Nadia, la narratrice, est institutrice à Bordeaux, dans la même école que son mari, Ange. Ils vivent leur profession lorsqu'au jour où le couple est l'objet d'une vindicte diffuse et générale. Nadia tente de comprendre la nature du complot tandis qu'un brouillard épais ensevelit Bordeaux. Quelle faute a-t-elle commise, qui justifierait ses malheurs ? Pourquoi son fils s'est-il éloigné ? Ange est-il son allié dans l'épreuve ? Pourquoi est-il si étrangement blessé ? Et qui est ce voisin, M. Noget, qui s'impose peu à peu comme leur protecteur au point de leur préparer des petits plats ?

«Nous nous sentons innocents mais nous avons honte», écrit Marie Ndiaye, proche en cela de Franz Kafka ; nous sommes dans un monde clair et obscur à la fois, où réel et imaginaire se confondent. Les personnages cherchent leur culpabilité alors qu'ils sont en apparence innocents (Le Procès). Tout paraît réaliste et s'enchaîne pourtant d'une manière absurde. Nadia et Ange sont des individus au-dessus de tout soupçon, couple stable et travaillant honnêtement pour l'éducation nationale. Mais voilà, il se trouve que, désormais, les regards des écoliers sont fuyants, que les membres du corps enseignant deviennent méfiants à leur égard, que les mères de famille pressent contre leur ventre leur enfant rougissant quand Nadia arrive devant l’école. Nadia, elle, ne comprend pas ce qui lui arrive. Est-ce sa culpabilité qui rejaillit au point que le monde réel s'efface à ses yeux ? Quelle est la faute commise quand on n'a précisément rien commis de répréhensible ?…
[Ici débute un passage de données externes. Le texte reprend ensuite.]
PR #845, opened 2026-07-13
feat: streaming raw uploads and downloads — bounded memory at any size

jgrund:
## What

Raw uploads and downloads no longer buffer object bodies in memory.

Uploads (`PUT /raw/{path}`):
- The request body streams frame-by-frame to a temp file on the storage
  filesystem (O(frame) peak RAM); `raw.max_file_size` is enforced
  incrementally as frames arrive, plus a fast reject on an oversized
  declared Content-Length. `server.body_limit_mb` no longer applies to
  raw uploads.
- The streamed file is hashed once and committed with `put_from_path` —
  a same-filesystem rename on the local backend, streaming multipart on
  object stores — with the integrity pin recorded from the streamed
  hash, so the ETag/conditional-PUT flows are unchanged.
- Aborted/oversized/crashed uploads leave no temp file (RAII guard,
  covered by tests).

Downloads (`GET /raw/{path}`):
- Served via the storage reader with STREAMING integrity verification:
  frames are hashed as they are sent and, when a pin exists, the final
  frame is withheld until the digest is checked at EOF — a mismatch
  aborts the body one frame short of completion, so a tampered object
  can never arrive at the client as a complete download (fail-closed,
  observable as a Content-Length shortfall / transfer error). Unpinned
  keys are served without a cryptographic check, matching the buffered
  gate's Unpinned arm.
- Design note for review: this replaces raw's use of the buffered
  `get_verified` typestate gate with a streaming equivalent
  (`VerifyingStream`). The gate's guarantee is preserved in spirit —
  no complete corrupt download — but the compile-time witness is not
  carried through the stream; flagging explicitly since verified.rs is
  a deliberate design pilot.

Shared plumbing: the Docker blob-upload streaming helpers
(`stream_body_to_file`, `StreamOutcome`, `TempFileGuard`,
`content_length`) moved to shared registry code, plus a shared
`sha256_of_file` that Docker's digest verification now reuses.

Verified locally end-to-end: a 3 GiB object round-trips byte-identical
(upload 201, download 200, equal sha256) with the server's peak RSS at
37 MB across both transfers; a tampered pinned object is aborted
mid-body (test-covered).

## Why

`raw.max_file_size` was previously capped in practice by RAM (body
fully buffered) and by `server.body_limit_mb` (default 2 GiB), and
downloads of objects that large failed outright. Raw storage should
handle artifacts of any size — VM images, large tarballs — bounded by
disk, not memory.

## Checklist

- [x] Tests pass (`cargo test`) — 1601, incl. streamed roundtrip,
      mid-stream size-cap rejection with temp hygiene, Content-Length
      fast reject, tamper-abort
- [x] New registry? See CONTRIBUTING.md checklist (not a new registry)


devitway (commented):
Really solid PR — I read the full streaming path and the claims hold up.

**Verified (by code + your tests):**
- **Bounded memory** — `stream_body_to_file` keeps one frame in RAM and checks the budget *before* the write, so an over-budget frame is never written to disk. Covered by the 413-midstream test.
- **Temp hygiene** — `TempFileGuard` reclaims the temp file on every exit path (413, mismatch, client-gone, panic, early return). Covered (0 leftovers).
- **Streaming download integrity** — withholding the final frame until the EOF digest check is a clean way to keep streaming while staying fail-closed: a tampered object can never arrive complete. Covered by the tamper-abort test.
- **Same-FS temp** (`<storage>/tmp/…`) → `put_from_path` commits by rename, no EXDEV in the normal path.
- **docker.rs** is a behavior-preserving extraction of the shared helpers into `registry/mod.rs`, plus the `validate_upload_uuid` and `ProxyDownloadGuard` hardenings. `publish_lock` is taken *after* streaming — nice, a slow client no longer holds the key's lock.

**One thing worth adding — a durability fsync (and it's our gap, not yours):**

`stream_body_to_file` does `file.flush().await` but never `sync_all()`. `put_from_path`'s local direct-rename branch explicitly *"relies on the caller having fsync'd src"* — and nothing in the raw/docker upload path does. So after a power loss right after commit, a key can exist (its dir entry is synced) with data that never reached disk.

This isn't introduced here — it's been latent in docker blob uploads since #819, when switching to streaming for bounded memory silently dropped the `sync_all()` that the buffered `put()` path still does. Your PR extracts that same helper for raw, so it's the natural place to fix both: one `file.sync_all().await?` after the `flush()` in `stream_body_to_file` closes it for docker *and* raw.

Tracking the latent docker side in #846.

**Nit (non-blocking):** the `tmp/{raw,docker}-uploads` dirs aren't excluded from `total_size()`, so an in-flight upload transiently inflates the `storage_bytes` gauge — cosmetic.

jgrund:
Both taken in the follow-up commit:

- **fsync**: `stream_body_to_file` now `sync_all()`s after the final flush, with a comment tying it to `put_from_path`'s rename-relies-on-synced-source contract — closes it for raw and the latent docker case in one place (#846).
- **Gauge nit**: took it too — local `total_size()` now skips the top-level `tmp/` staging dir, so in-flight uploads don't sawtooth the storage gauge.

Thanks for the careful read — especially for tracing the docker durability gap to its origin.

ertime037 (approved):

devitway (approved):
Both follow-up fixes verified in the code: stream_body_to_file now sync_all()s after flush (closes the durability gap for raw and the latent docker case, #846), and total_size() skips the top-level tmp/ staging dir. Bounded-memory streaming + temp hygiene + streaming download integrity all hold. Thanks — nice work.

PR #847, opened 2026-07-13
feat: rpm/deb repository reconcile endpoint (POST /{repo}/-/reindex)

jgrund:
## What

Storage is the source of truth (ADR-2), but rpm/deb indexes only
regenerated inside the publish/delete handlers — a repository whose
storage changed out-of-band (direct deletion, bulk restore, objects
dropped straight into the bucket) served stale signed indexes with no
way to rebuild short of a dummy publish. This adds the reconcile verb:

- `POST /rpm/{repo}/-/reindex` and `POST /deb/{repo}/-/reindex`, under
  the repo publish lock, namespace-scope enforced, following the raw
  registry's existing `-/reindex` convention:
  - sidecars whose package is gone are dropped (heals out-of-band
    deletes — indexes stop advertising ghosts);
  - packages with no sidecar are parsed and adopted (heals out-of-band
    additions), with the same validation as the upload path — an
    invalid file fails the reconcile with 422 instead of being
    silently skipped into a repo that lies about its contents;
  - indexes are rebuilt and re-signed; JSON body reports counts.
- 404 for a repo with nothing in storage (a typo'd name must not
  create an empty repo).
- Doubles as the re-sign hook after a signing-key change: reindex each
  repo and clients verify against the new key.
- Groundwork: `regenerate_repodata` / `regenerate_indexes` no longer
  take request state — they run from storage + signer alone, so future
  background callers (retention over rpm/deb) can rebuild without a
  request in flight.

## Why

Operators interact with storage directly — the filesystem-is-the-
database design invites it — and both hosted formats had no recovery
path from that. This closes the gap and is the base for retention.

## Checklist

- [x] Tests pass (`cargo test`) — 1609, incl. heal-delete, adopt-add,
      invalid-package 422, unknown-repo 404, scope enforcement, for
      both formats. Verified live: a package removed from disk behind
      the API disappears from repodata after reindex and dnf accepts
      the re-signed repo with repo_gpgcheck=1.
- [x] New registry? See CONTRIBUTING.md checklist (not a new registry;
      OpenAPI stubs added for both endpoints)


ertime037 (approved):

devitway (approved):
Reviewed the reconcile path (rpm + deb): runs under the repo publish lock, namespace-scope enforced, repo name validated. Regeneration is correctly ordered — data files, then the index (repomd/Release) last, then the signature — so a reader never sees an index referencing unwritten files (same transient window as publish, not a new gap). Re-signs after regen, fail-closed on an unparseable package, idempotent. Nice foundation for the eventual key-rotation re-sign sweep. LGTM.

Au fur et à mesure de la lecture, le malaise ne fait qu'augmenter. Un jour, au retour de l’école, Ange est victime d’une mystérieuse agression. Il est bientôt couché à l’agonie, le corps pourrissant, le ventre purulent et le couple est livré au voisin nommé M. Noguet, homme connu. On évoque bien d'appeler un médecin mais personne ne l'appelle véritablement. Marie NDiaye joue habilement à dépeindre des personnages réalistes mais qui accomplissent des actions peu crédibles, ou qui ne cadrent pas avec ce qu'on en attend habituellement. Autre exemple : Nadia et Ange ne vont plus travailler à l'école mais la principale ne s'en inquiète pas une seule seconde. Le roman semble évoluer dans l’univers du rêve, caractéristique de cette indistinction entre rêve et réalité.

Certes, nous n'avons que le point de vue de Nadia, personnage dont les failles apparaissent à plusieurs reprises au fil de la narration (elle avoue par exemple qu'elle a quelque peu escroqué son ex-mari, financièrement parlant). Sur ce point, nous ne saurons pas si Nadia est dérangée ou véritablement victime d'un complot. Marie Ndiaye écrit simplement et son style est fluide même si elle ne parvient pas à mener sa narration jusqu'au bout. Au final, ce genre de récit, fort difficile à accomplir alors que l'ambiance est aisée à installer, devient vite un peu flottant. Nous ne savons que penser de tout ce qui se passe. Rien ne semble s'accomplir réellement et rien n'a vraiment de sens ou de direction précise ; seules s'entassent des scènes de plus en plus étranges et insolites.

Cette indistinction entre réel et imaginaire est toujours passionnante mais que veut-elle signifier, symboliquement ? Que cherche à dire l’auteur par delà ces ambiances ? Chez Kafka, cela donne un monde où les individus perdent non seulement leur personnalité mais aussi où la bureaucratie a une main mise invisible sur tout, où le secret n'existe plus, où l'intimité est dévoilée...

Fort bien mené en général, parfois réellement inquiétant, le roman de Marie Ndiaye en reste à une trame générale sans parvenir à nous passionner dans les détails, jusqu'au dénouement final.